David Livingstone was born in Blantyre, Scotland, in 1813. He went to work at the local mill aged only 10, which also provided some schooling. In 1836, he began studying medicine and theology in Glasgow, and then decided to become a missionary doctor. In 1840-1841, he was posted to the edge of the Kalahari Desert in southern Africa. In 1844, he married Mary Moffat, daughter of another missionary; they had six children, one dying in infancy.
During this first 16 year unbroken period in Africa, Livingstone undertook several expeditions north and into the continent’s interior in search of converts. In so doing, he added hugely to Western knowledge of central and southern Africa. On one of his expeditions, starting in 1853 and lasting three years, he discovered some spectacular waterfalls, which he named Victoria Falls. On arriving at the mouth of the Zambezi in 1856, he became the first European to cross the southern width of Africa.
Livingstone returned to Britain that same year, something of a national hero; and subsequently went on speaking tours. He also published his best-selling Missionary Travels and Researches in South Africa, before heading out to Africa again (arriving in 1858). This time he stayed for five years working on official explorations of eastern and central Africa for the British government. In 1864, though, he was ordered home by the government, dissatisfied with his work. His wife had died some two years earlier.

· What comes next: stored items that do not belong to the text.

PR #5573, opened 2024-09-01
feat: enable time comparison for time dimension in pivot

djbarnwal:
Enables time comparison for time dimensions in the pivot table.

### DIFF
--- a/web-common/src/features/dashboards/pivot/pivot-infinite-scroll.ts
+++ b/web-common/src/features/dashboards/pivot/pivot-infinite-scroll.ts
@@ -11,8 +11,18 @@ import {
   sortAcessors,
 } from "./pivot-utils";
 
+/**
+ * We need to make sure that when we update these limits, we also update the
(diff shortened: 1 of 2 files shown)


ericpgreen2:
UXQA –
1. In the row for July 22nd, what does the `-` represent? It looks like the deltas should read `0` and `0%`?
    image
2. It's hard to tell what date is being used for the comparison calculations. Maybe we should add a tooltip that says what date is being compared?

djbarnwal:
1. Delta of 0 and 0% would mean that the data is defined (non-null) and  same as before. The `-` represents that either the current or the comparison period data is `null`.
2. We can add a tooltip to show previous period value as well as the comparison range. Although, we get the comparison values directly from the API so either we have to estimate the compared range on the client or update the API to also get the associated comparison range. Both of which would be non trivial and out of scope for this PR. We can get a UX design for the tooltip from @jkhwu and address it in a follow up.

ericpgreen2 (approved):

PR #5574, opened 2024-09-02
feat: Rill cloud E2E setup

AdityaHegde:
- [x] Get a working docker compose for rill cloud
- [x] Figure out auth (adding a container that has barebones oauth)
- [ ] Figure out github. We can perhaps skip app installation steps and start a local git server.
- [x] Figure out a good way to distribute .env (Will only contain keys for the dockerised components)
- [ ] Add a github action to build UI and start cloud


AdityaHegde:
We will be using dev env for running e2e

PR #5597, opened 2024-09-03
feat: undo zoom

briangregoryholmes:
Changes the copy of the chart Zoom UI elements and adds the ability to revert to the previous range via keyboard shortcut or button click.


briangregoryholmes:
Moving to draft to resolve an outstanding question.

lovincyrus (changes requested):
Nice QoL changes!

- [ ] Add font-semibold to the hotkeys
- [ ] Consistent copy (1) (Z) Zoom, (2) (⌘ Z) Undo Zoom
- [ ] ⌘Z should have a whitespace in between. Try adding tracking-widest to the span. Ref: https://ui.shadcn.com/docs/components/command
- [ ] Add windows support, Ctrl+Z to undo. Refer to https://github.com/reaviz/reakeys/blob/master/src/utils.ts

lovincyrus (changes requested):
The undo changes work great! One thing that I noticed, we shouldn't show Zoom (Z) when the interval is invalid.

See screenshot and recording:

CleanShot 2024-09-18 at 10 36 56@2x


https://github.com/user-attachments/assets/2d0fe414-6d1b-43ef-9c7a-3b1b6874cd85

lovincyrus (approved):

PR #5534, opened 2024-08-27
fix: Simplify `rill deploy` command and break up upload and github flows

AdityaHegde:
closes [rilldata/rill-private-issues#5493](https://github.com/rilldata/rill-private-issues/issues/533)

PR #5600, opened 2024-09-04
Docs deploy change

royendo:
Part two of https://github.com/rilldata/rill/pull/5534 to fix up docs for rill project upload and rill project connect-github


royendo:
https://rilldata.slack.com/archives/C01UFNH4W3B/p1725361752241639

wait for confirmation before merging!

royendo:
Looks like we pushed 0.49 to deprecate rill deploy so will push forward with docs.

AndrewRTsao (changes requested):
So it seems like we made some additional last minute-changes that we cherry picked into the v0.49 release. See [this thread](https://rilldata.slack.com/archives/CTZ8XBQ85/p1726309201981019) and https://github.com/rilldata/rill/pull/5698.

We should probably incorporate the following changes into this PR:
- It seems like `rill project deploy` is now being used in favor of `rill project upload`
- `rill deploy` remains available but is deprecated. We should still cover what happens when end users use `rill deploy` as there are a few Y/N questions they have to answer but call out that it's deprecated in favor of the other workflow (using an admonition).

royendo:
@AndrewRTsao Thanks for the information! 

I upgraded to v49.1 and updated the output information on the docs, looks like we changed some of the wording too!

Added a #Deprecated Rill Deploy section at the very end of the doc that links back to what it is actually doing with the main commands IE, disable automatic = rill project upload and enable automatic = rill project connect-github

Personally, from a UX perspective, i still dont like the command `rill project connect-github` as this sounds like youre not deploying but rather just added a github repo to an **existing project**. EITHER WAY, we are pushing for our users to use the UI so its just small nit stuff :) :)

AndrewRTsao (approved):

Issue #5282, opened 2024-07-16
Feat: SQL Expressions as URI support on dimensions


mindspank:
https://www.notion.so/rilldata/Support-for-exposing-clickable-URIs-derived-from-dimension-values-bf0218bd636043208095608b7c5e0947

k-anshul:
Hey @mindspank 

The backend changes for this are now complete.

PR #5603, opened 2024-09-04
feat : SQL expressions for URI in dimensions

k-anshul:
https://github.com/rilldata/rill/issues/5282

Allows caller to get URI for a dimension using a measure compute:
```
 {
      "name": "app_site_domain_uri",
      "uri": {
          "dimension": "app_site_domain"
      }
}
```
check `runtime/queries/metricsview_aggregation_test.go -> testMetricsViewsAggregationURI` for detailed request.


mindspank:
@nishantmonu51 we'd need some tiny frontend changes to make use of the new backend property as well. Are we tracking that anywhere?

k-anshul:
Hey @mindspank 

Just an FYI that we will change this approach. This has certain limitations.

proto/rill/runtime/v1/queries.proto
```diff
@@ -404,6 +404,7 @@ message MetricsViewAggregationMeasure {
     MetricsViewAggregationMeasureComputeComparisonDelta comparison_delta = 8;
     MetricsViewAggregationMeasureComputeComparisonRatio comparison_ratio = 9;
     MetricsViewAggregationMeasureComputePercentOfTotal percent_of_total = 10;
+    MetricsViewAggregationMeasureURI uri = 11;
```
begelundmuller, line 407: The type name should be `MetricsViewAggregationMeasureComputeURI` for consistency with the other "compute" options.

runtime/metricsview/query.go
```diff
@@ -32,13 +32,18 @@ type Dimension struct {
...
 }
 
 type DimensionComputeTimeFloor struct {
 	Dimension string    `mapstructure:"dimension"`
 	Grain     TimeGrain `mapstructure:"grain"`
 }
 
+type DimensionComputeURI struct {
+	Dimension string `mapstructure:"dimension"`
+}
```
begelundmuller, line 45: Seems like this isn't used?

begelundmuller (changes requested):

begelundmuller (approved):

PR #5613, opened 2024-09-05
Fix: handle missing instance on runtime in health check job

k-anshul:


admin/worker/deployments_health_check.go
```diff
@@ -38,54 +43,97 @@ func (w *Worker) deploymentsHealthCheck(ctx context.Context) error {
...
 		// fetch again
 	}
+
+	// compare expected and actual instances
+	for host, expected := range expectedInstances {
+		actual, ok := actualInstances[host]
+		if !ok {
+			// runtime health check failed
+			continue
+		}
```
begelundmuller, line 77: Shouldn't it error here?

begelundmuller (changes requested):

admin/worker/deployments_health_check.go
k-anshul: No logging of errors is handled `deploymentHealthCheck` itself. 
Here it is just comparing expected and actual instances across all runtimes.

begelundmuller: Okay, I see

begelundmuller (commented):
What about if there's a leaked instance on a runtime that doesn't exist in a deployment?

begelundmuller (approved):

Back in Britain, Livingstone spoke out against the slave trade, and secured private support for another expedition to central Africa, this time searching for the Nile’s source. The expedition began in 1866 and went on for years; indeed, when nothing was heard of Livingstone for many months, the journalist and explorer, Stanley, set out to find him. And find him, he did, in November 1871, greeting him with the now-famous phrase: ‘Dr Livingstone I presume?’
Livingstone continued on his exploration but increasingly suffered ill health; and he died in May 1873. His body was shipped to England and buried in Westminster Abbey. There is plenty of information about Livingstone on the internet, at Wikipedia, Livingstone Online, Believer’s Web, and Wholesome Words which has a long list of biographies.
Livingstone was a meticulous diarist, recording his journeys in pocket books, and then writing up the journals in larger volumes. All of these survived (brought back with his body in fact) and were edited by Horace Waller and published in two volumes by John Murray in 1874 as The Last Journals of David Livingstone in Central Africa from 1865 to his Death. These books are freely available at Internet Archive.
However, for some months in 1871, Livingstone ran so short of writing supplies that he resorted to using improvised composition materials to keep up his diary habit. This so-named 1871 Field Diary was thus composed on a series of odd scraps of paper, some of which already contained pre-printed text, such as an old copy of The Standard newspaper, and was penned using an ink made from the seed of a local berry. This manuscript, though carefully preserved by the National Trust for Scotland at its David Livingstone Centre in Blantyre, was unreadable: the paper had deteriorated badly and the ink had faded.
In 2009, a research team led by Dr Adrian S Wisnicki, assistant professor at Indiana University of Pennsylvania and honorary research fellow at Birkbeck, University of London, began a spectral imaging project to recover the lost text. And, on 1 November 2011, announced it had succeeded. The team says the story they found, in the hitherto illegible diary, ‘offers a unique insight into Livingstone’s mind during the greatest crisis of his last expedition.’ Of particular importance, it adds, in relation to what was already known of Livingstone’s diary in 1871, is the original description of a massacre in which slave traders slaughtered hundreds of local people. Stanley’s report of this massacre to the world press, sourced at the time on what Livingstone told him, prompted the British government to close the East African slave trade.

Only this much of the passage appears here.